Posted Nov 6, 2009 10:07 UTC (Fri) by helge.bahmann (subscriber, #56804) [Link]

The idea in itself is workable, but the number of system calls you have to
duplicate is _huge_. It would perhaps be easier to create an "almost
empty" process image (with at least one stack and executable code page set
up) in suspended state, and then use ptrace or something similar to inject
system calls into the new process image -- this is tricky, but at least
the kernel is not burdened with an exploding number of system calls.

Alternatively, you could also provide a "fork" variant that explicitly
declares which pages of the address space are to be COWed into the new
process (if you are extra-smart, all you ever need to COW are the stack
pages, but calling library functions before execve is probably going to
spoil that -- but then, finding out which pages a library requires is by
no means easier, so you have to exercise a lot of discipline).

Might be an interesting research project to attempt any of the above in
Linux :)

posix_spawn is stupid as a system call

Posted Nov 6, 2009 13:51 UTC (Fri) by nix (subscriber, #2304) [Link]

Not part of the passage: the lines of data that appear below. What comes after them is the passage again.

PR #25320, opened 2025-07-08
Convert Initializers to OrtValues  Phase 2

yuslepukhin:
### Description

Make protobuf weights refer to OrtValues on load.
Create OrtValues for initializers that are loaded from ORT format for uniformity.
Create OrtValues for ORT format initializers.
Adjust exporting Graph::ToGraphProto() so it does not export in memory references in external data.
Make CoreML process external data including in memory references so it can copy it.

### Motivation and Context
Follow up for https://github.com/microsoft/onnxruntime/pull/23979


onnxruntime/core/graph/graph.cc
```diff
@@ -4213,67 +4250,153 @@ const ONNX_NAMESPACE::GraphProto& Graph::ToGraphProto() {
...
+    }
+  }
 
-    // copy any in-memory external data into raw data
-    if (utils::HasExternalDataInMemory(initializer)) {
-      const std::filesystem::path ignored;
-      std::basic_string<ORTCHAR_T> location;
-      onnxruntime::FileOffsetType file_offset;
-      SafeInt<size_t> tensor_byte_size;
+  // When graph_proto is copied from graph_proto, initializers already present in the main graph
```
adrianlizarraga, line 4315: is one of these `graph_proto_` (member variable)? #Resolved

onnxruntime/core/graph/graph.cc
```diff
@@ -1320,7 +1341,22 @@ Graph::Graph(const Model& owning_model,
...
+    // or during session state finalization.
+    // If data is already in memory, do nothing.
+    if (!utils::HasExternalData(tensor)) {
+      const bool is_sparse = sparse_tensor_names_.count(tensor.name());
+      if (is_sparse) {
+        sparse_tensor_names_.erase(tensor.name());
+      }
+      put_data_maybe_in_memory(tensor);
+      if (is_sparse) {
+        sparse_tensor_names_.emplace(tensor.name());
```
adrianlizarraga, line 1358: Do we need to remove and re-add the tensor name to the set because it is a set over references to strings? I wonder if updating `sparse_tensor_names_` to be a set over string_view would simplify things... probably better left for another PR though #Resolved

onnxruntime/core/graph/graph.cc
```diff
@@ -1320,7 +1341,22 @@ Graph::Graph(const Model& owning_model,
   }
 
   // Copy initial tensors to a map.
-  for (auto& tensor : graph_proto_->initializer()) {
+  for (int i = 0, lim = graph_proto_->initializer_size(); i < lim; ++i) {
+    auto& tensor = *graph_proto_->mutable_initializer(i);
+    // If data is on disk, it will be loaded either by optimizers
```
adrianlizarraga, line 1348: when external data is loaded by optimizers and EPs, it the file memory mapped multiple times? #Resolved

onnxruntime/core/graph/graph.cc
yuslepukhin: You are correct. The thing appeared before string_view, changing it would be the same story though.

onnxruntime/core/graph/graph.cc
yuslepukhin: Optimizers only briefly map the external initializers for its purposes, and then promptly unmap. Often times, they create other initializers in memory often as replacements for the original ones.

We do not map external initializers (and, therefore, convert it to OrtValues) until SessionState finalization. By that time, all unused initializers are removed and will not be mapped. Among unused are the ones that have been consumed by EPs and no longer referenced by any node in the graph.

This PR converts in memory initializers to OrtValues when an instance of a Graph is created, however, it does not memap external initializers. The reason for this is as above: most of the EPs currently copy it into memory, either by briefly memapping them and copying or somehow loading it internally (I do not know how exactly).

Let me know, if this needs to be changed.

include/onnxruntime/core/graph/graph.h
```diff
@@ -1561,6 +1569,16 @@ class Graph {  // NOLINT(clang-analyzer-optin.performance.Padding): preserve exi
...
 
+  /// <summary>
+  /// This is a helper function to ::ToGraphProto()
+  /// It examines the subgraph initializers and converts data in memory references to inline.
+  /// Subgraph initializers are already copied using Node::ToPtoro()
+  /// </summary>
+  /// <param name="output_graph_proto"></param>
+  /// <param name="process_main">process main graph if true</param>
+  /// <returns></returns>
+  Status ProcessSubgraphsInmemoryData(ONNX_NAMESPACE::GraphProto& output_graph_proto, bool process_main) const;
```
skottmckay:
```suggestion
  /// Subgraph initializers are already copied using Node::ToProto()
  /// </summary>
  /// <param name="output_graph_proto"></param>
  /// <param name="process_main">process main graph if true</param>
  /// <returns></returns>
  Status ProcessSubgraphsInMemoryData(ONNX_NAMESPACE::GraphProto& output_graph_proto, bool process_main) const;
``` #Pending

File: onnxruntime/core/graph/graph.cc [hunk 5]
```diff
@@ -4213,67 +4250,153 @@ const ONNX_NAMESPACE::GraphProto& Graph::ToGraphProto() {
...
-    output = initializer;
+Status Graph::ProcessSubgraphsInmemoryData(ONNX_NAMESPACE::GraphProto& output_graph_proto,
+                                           bool process_main) const {
+  for (const auto& node : Nodes()) {
+    if (node.ContainsSubgraph()) {
+      // Let's find this node in the output_graph_proto
+      auto hit = std::find_if(output_graph_proto.mutable_node()->begin(),
+                              output_graph_proto.mutable_node()->end(),
+                              [&node](const ONNX_NAMESPACE::NodeProto& proto) {
+                                return proto.name() == node.Name();
```
skottmckay: A name is an optional value in onnx::Node. Most models set it, and we have tools that can, but I'm not sure we can rely on that always being the case. May need to use an output value name for the check given a value can only be assigned once in an individual graph.

onnxruntime/core/graph/graph.cc
```diff
@@ -5762,6 +5919,21 @@ common::Status Graph::LoadFromOrtFormat(const onnxruntime::fbs::Graph& fbs_graph
...
+        std::unique_ptr<ExternalDataInfo> external_data_info;
+        ORT_RETURN_IF_ERROR(ExternalDataInfo::Create(initializer->external_data(), external_data_info));
+        auto data_offset = external_data_info->GetOffset();
+        OrtValue ort_value;
+        // const_cast due to Tensor constructor requiring non-const void* for data.
+        Tensor::InitOrtValue(DataTypeImpl::TensorTypeFromONNXEnum(
+                                 initializer->data_type())
+                                 ->GetElementType(),
+                             onnxruntime::utils::GetTensorShapeFromTensorProto(*initializer),
+                             reinterpret_cast<void*>(data_offset), CPUAllocator::DefaultInstance()->Info(),
```
skottmckay, line 5947: Is this taking a copy or assuming the flatbuffer will remain in memory? Not sure it's guaranteed to stay in memory. 

There are a couple of session config values that allow that when loading from bytes (kOrtSessionOptionsConfigUseORTModelBytesDirectly + kOrtSessionOptionsConfigUseORTModelBytesForInitializers). Not sure what happens when loading from memory. Don't we close the file after we create the onnxruntime::Model instance?

yuslepukhin: I checked both settings, and if the proto has an external in memory reference, we should be fine. This is simply creating an OrtValue around the buffer that is supposed stay valid anyway.

onnxruntime/core/graph/graph.cc
yuslepukhin: Yes

onnxruntime/core/framework/tensorprotoutils.cc
```diff
@@ -264,12 +265,32 @@ Status TensorProtoWithExternalDataToTensorProto(
...
+  // Strings can only be in memory
+  if (utils::HasString(ten_proto)) {
+    ORT_RETURN_IF_NOT(HasExternalDataInMemory(ten_proto),
+                      "TensorProto with string data can only be in memory");
+
+    std::unique_ptr<onnxruntime::ExternalDataInfo> external_data_info;
+    ORT_RETURN_IF_ERROR(onnxruntime::ExternalDataInfo::Create(ten_proto.external_data(), external_data_info));
+
+    // file_offset is address
+    if (utils::HasString(ten_proto)) {
```
edgchen1: redundant? given the check above:

https://github.com/microsoft/onnxruntime/blob/64de3151513384a3f32ee14017e880e904b1831b/onnxruntime/core/framework/tensorprotoutils.cc#L268-L269

onnxruntime/core/graph/graph.cc
```diff
@@ -1225,6 +1226,24 @@ Graph::Graph(const Model& owning_model,
...
+    ORT_THROW_IF_ERROR(utils::GetSizeInBytesFromTensorProto<0>(tensor_proto, &size_in_bytes));
+    if (size_in_bytes > utils::kSmallTensorExternalDataThreshold) {
+      OrtValue ort_value;
+      ORT_THROW_IF_ERROR(utils::TensorProtoToOrtValue(Env::Default(), model_path, tensor_proto,
+                                                      CPUAllocator::DefaultInstance(), ort_value));
+      constexpr const bool use_tensor_buffer_true = true;
+      auto tensor_proto_to_add = utils::TensorToTensorProto(ort_value.Get<Tensor>(), tensor_proto.name(),
+                                                            use_tensor_buffer_true);
+      assert(ort_value.IsAllocated());
+      ortvalue_initializers_.insert_or_assign(tensor_proto_to_add.name(), std::move(ort_value));
```
edgchen1: is `insert_or_assign`'s overwrite behavior desired here, or should we check that we are not overwriting an existing entry? #Resolved

onnxruntime/core/graph/graph_utils.h
```diff
@@ -189,6 +189,15 @@ bool MatchesOpSinceVersion(const Node& node, gsl::span<const ONNX_NAMESPACE::Ope
 /** Checks if the node has the same op set domain as the given one. */
 bool MatchesOpSetDomain(const Node& node, std::string_view domain);
 
+/// <summary>
+/// The function checks that the external data offset points to the same data as the tensor.
+/// </summary>
+/// <param name="tensor_proto"></param>
+/// <param name="tensor"></param>
+/// <returns>true if successfull</returns>
```
edgchen1:
```suggestion
/// <returns>true if successful</returns>
```

onnxruntime/core/graph/graph.cc
```diff
@@ -4213,67 +4250,159 @@ const ONNX_NAMESPACE::GraphProto& Graph::ToGraphProto() {
...
+  if (utils::HasExternalDataInMemory(initializer)) {
+    OrtValue ort_value;
+    ORT_RETURN_IF_NOT(src_graph.GetOrtValueInitializer(initializer.name(), ort_value, /*check_outer_scope=*/false),
+                      "Unable to find OrtValue for initializer with data in memory");
+    ORT_RETURN_IF_NOT(graph_utils::CheckInMemoryDataMatch(initializer, ort_value.Get<Tensor>()),
+                      "Unable to match OrtValue for initializer with data in memory");
+    output = utils::TensorToTensorProto(ort_value.Get<Tensor>(),
+                                        initializer.name(), /* use_tensor_buffer */ false);
+  } else {
+    output = initializer;
```
edgchen1, line 4271: is copying necessary? or can it be avoided if this function takes `initializer` as a non-const reference and optionally updates it?

onnxruntime/core/graph/graph.cc
```diff
@@ -4213,67 +4250,159 @@ const ONNX_NAMESPACE::GraphProto& Graph::ToGraphProto() {
...
+        }
+      }
     }
-  }
 #else
-  for (const auto& initializer : graph_proto_->initializer()) {
-    add_initializer(*mutable_initializers, initializer);
-  }
+    // Add initializers to parent graph by copy converting them from graph_proto_
+    // ToGraphProtoInternal() does not copy initializers for the main graph
```
edgchen1: this comment seems redundant since there is a copy of it outside of the ifdef as well.

onnxruntime/core/graph/graph.cc
edgchen1: I see that it only needs to be copied at some call sites. in that case, maybe we could have an in-place version and a copying version that calls the in-place one?

also, regarding the name, the "ToGraphProto" part doesn't seem relevant. it is going from a src tensorproto to a dst tensorproto.

onnxruntime/core/optimizer/attention_fusion_helper.h
```diff
@@ -272,9 +273,9 @@ struct MatchUnidirMaskResult {
   std::vector<NodeIndex> node_indices;  // id of all nodes in the subgraph for removing later.
 };
 
-// Return true when mask is unidirectionl (lower trigular) or all elements are 1.
+// Return true when mask is unidirectional (lower trigular) or all elements are 1.
```
edgchen1:
```suggestion
// Return true when mask is unidirectional (lower triangular) or all elements are 1.
```

onnxruntime/core/optimizer/attention_fusion_helper.h
```diff
@@ -3,6 +3,7 @@
 #include <limits>
 #include "onnx/defs/shape_inference.h"
 #include "onnx/defs/tensor_proto_util.h"
+#include "core/common/span_utils.h"
```
edgchen1: why is this one required?

onnxruntime/core/graph/graph.cc
yuslepukhin: I think this is the correct behavior since protos and ort values must be tightly coupled. However, I can add a check that the entry should not exist prior.

onnxruntime/core/graph/graph.cc
yuslepukhin: Good for the name comment.

There is not an in-place version since it is different graphs. I am not sure we need a function for a simple `operator=` invocation.

include/onnxruntime/core/graph/graph.h
```diff
@@ -1561,6 +1569,14 @@ class Graph {  // NOLINT(clang-analyzer-optin.performance.Padding): preserve exi
   Status AddConstantProtoAsInitializer(const ONNX_NAMESPACE::NodeProto& constant_node_proto,
                                        std::optional<std::string_view> new_name);
 
+  /// <summary>
+  /// Subgraph initializers are already copied using Node::ToProto()
```
edgchen1: nit: this doesn't describe what the function does.

include/onnxruntime/core/graph/graph.h
```diff
@@ -1198,8 +1198,16 @@ class Graph {  // NOLINT(clang-analyzer-optin.performance.Padding): preserve exi
 #endif
 
 #if !defined(ORT_MINIMAL_BUILD)
-  /** Gets the GraphProto representation of this Graph. */
+  /** Gets the GraphProto representation of this Graph only. */
   const ONNX_NAMESPACE::GraphProto& ToGraphProto();
+
+  /// <summary>
+  // This function recurses subgraphs and examines each initializer
```
edgchen1, line 1205: perhaps also mention the main purpose of this function, which I assume is to create a GraphProto.

onnxruntime/core/graph/graph.cc
```diff
@@ -1225,6 +1226,26 @@ Graph::Graph(const Model& owning_model,
...
+      OrtValue ort_value;
+      ORT_THROW_IF_ERROR(utils::TensorProtoToOrtValue(Env::Default(), model_path, tensor_proto,
+                                                      CPUAllocator::DefaultInstance(), ort_value));
+      constexpr const bool use_tensor_buffer_true = true;
+      auto tensor_proto_to_add = utils::TensorToTensorProto(ort_value.Get<Tensor>(), tensor_proto.name(),
+                                                            use_tensor_buffer_true);
+      assert(ort_value.IsAllocated());
+      auto ins_result = ortvalue_initializers_.insert_or_assign(tensor_proto_to_add.name(), std::move(ort_value));
+      ORT_ENFORCE(ins_result.second, "Unexpected duplicate insert or assign OrtValue for tensor: ", tensor_proto_to_add.name(),
+                  " in the initializer list.");
```
edgchen1, line 1244: how about `"OrtValue for initializer <name> already exists."`

onnxruntime/core/graph/graph.cc
edgchen1: I was referring to call sites like this:
```c++
      if (utils::HasExternalDataInMemory(initializer)) {
        // If the initializer has external data in memory, we need to inline it.
        ORT_RETURN_IF_ERROR(InlineOrCopyInitializer(*this, initializer, initializer));
      }
```

I think we could avoid the copy there. maybe it doesn't matter.

yuslepukhin: There is no copy here since the function would replace inline.

yuslepukhin: There is not a copy here since the original initializer is replaced by another version of it.

onnxruntime/core/graph/graph.cc
yuslepukhin: I think what is there is more accurate.

onnxruntime/core/graph/graph.cc
```diff
@@ -5052,24 +5193,38 @@ Node& Graph::FuseSubGraph(const IndexedSubGraph& sub_graph,
...
-  auto insert_result = name_to_initial_tensor_.emplace(tensor->name(), tensor);
-  ORT_ENFORCE(insert_result.second, "Constant node name: ", tensor->name(),
-              " conflicts with graph initializer. Check that the node names have been made unique.");
-  if (GetNodeArg(tensor->name()) == nullptr) {
-    TypeProto t{utils::TypeProtoFromTensorProto(*tensor)};
-    ORT_IGNORE_RETURN_VALUE(GetOrCreateNodeArg(tensor->name(), &t));
+  // In the constant node, we won't have symbolic dims.
+  const auto tensor_shape = utils::GetTensorShapeFromTensorProto(tensor_proto);
+  auto ml_data = DataTypeImpl::TensorTypeFromONNXEnum(tensor_proto.data_type())->GetElementType();
+  const size_t size_in_bytes = SafeInt<size_t>(ml_data->Size()) * tensor_shape.Size();
```
adrianlizarraga, line 5205: Sorry i should have caught this earlier.

This will over compute the number of bytes for Int4. Should use the static function `Tensor::CalculateTensorStorageSize()` to correctly get the byte size for any tensor type.

https://github.com/microsoft/onnxruntime/blob/d29a985adb33f1bc8c1eb7a07b60cdf8c44cb3ce/include/onnxruntime/core/framework/tensor.h#L146C17-L146C43

adrianlizarraga: I can update this in my follow up PR.

adrianlizarraga (approved):

snnn:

You could reduce the set of necessary syscalls to one:

int masquerade_as (pid_t pid)

which issues syscalls in 'pid' instead of the current process. ('pid' is a
process you'd be allowed to ptrace, so immediate children are permitted).
This is a per-thread attribute, and passing a pid of 0 flips back to the
parent again.

Then all you need is this (ignoring error checking just as the OP did,
what a horrible name that new_waiting_process() has got, vvfork() would
surely be better):

pid_t child = new_waiting_process();
masquerade_as (child);
setuid(uid);
close(0);
open("infile");
// Finished setup, start it running.
execve ("/bin/cat", "/bin/cat", environ);
masquerade_as (0);
wait(child);

Note the subtleties here: execution always continues after execve()
because the execve() was done to another process image. Non-syscalls are
very dangerous to run because they might update userspace storage in the
wrong process: we'd really need support for this in libc for it to be
usable.

(In practice this latter constraint destroys the whole idea no matter how
good it might be: Ulrich would say no, as he does to every idea anyone
else originates. Personally I suspect this idea sucks in any case :) )

posix_spawn is stupid as a system call

Posted Nov 8, 2009 21:26 UTC (Sun) by epa (subscriber, #39769) [Link]

From a purist point of view, all these 'new' calls are generalizations of the existing ones taking an extra pid argument, so they can just replace them, with the old ones provided by the C library; of course in the real world there is such a thing as backward compatibility :-p.

posix_spawn is stupid as a system call

Posted Nov 8, 2009 23:34 UTC (Sun) by nix (subscriber, #2304) [Link]

Yeah, breaking the entire installed base of Linux apps would probably be a
*bad* move :) I think, if you wanted to do this, you'd have to introduce a
huge pile of new syscalls and reimplement the old ones as thin wrappers
(inside the kernel so as not to force everyone to upgrade glibc) calling
the new ones.

posix_spawn is stupid as a system call

Posted Nov 23, 2009 15:08 UTC (Mon) by jch (guest, #51929) [Link]

This is analogous to the *at system calls (openat, fstatat, ...) that have been introduced in Linux and included in the latest revision of POSIX.

A suggestion

Posted Nov 12, 2009 5:17 UTC (Thu) by jlmassir (guest, #48904) [Link]

Maybe then the solution to this problem would be:

1. Never allow overcommit when calling malloc
2. Allow overcommit on fork/exec, but kill the child process if it tries to
write to more than 10% of its virtual size.

This way, buggy programs that malloc too much memory and never use them
would be fixed and fork bombs would be killed, while still allowing to do do
system calls between fork and exec.

What do you think?

A suggestion

Posted Nov 14, 2009 20:52 UTC (Sat) by Gady (subscriber, #1141) [Link]

Killing the child process if it uses more than 10% is kinda cruel. There are no rules against the child doing that. What should be done is that in this case the memory is allocated, and if that cannot be done, then the child is killed.

A suggestion

Posted Nov 15, 2009 20:03 UTC (Sun) by jlmassir (guest, #48904) [Link]

Killing a child if there is no memory for a fork-exec is kinda cruel.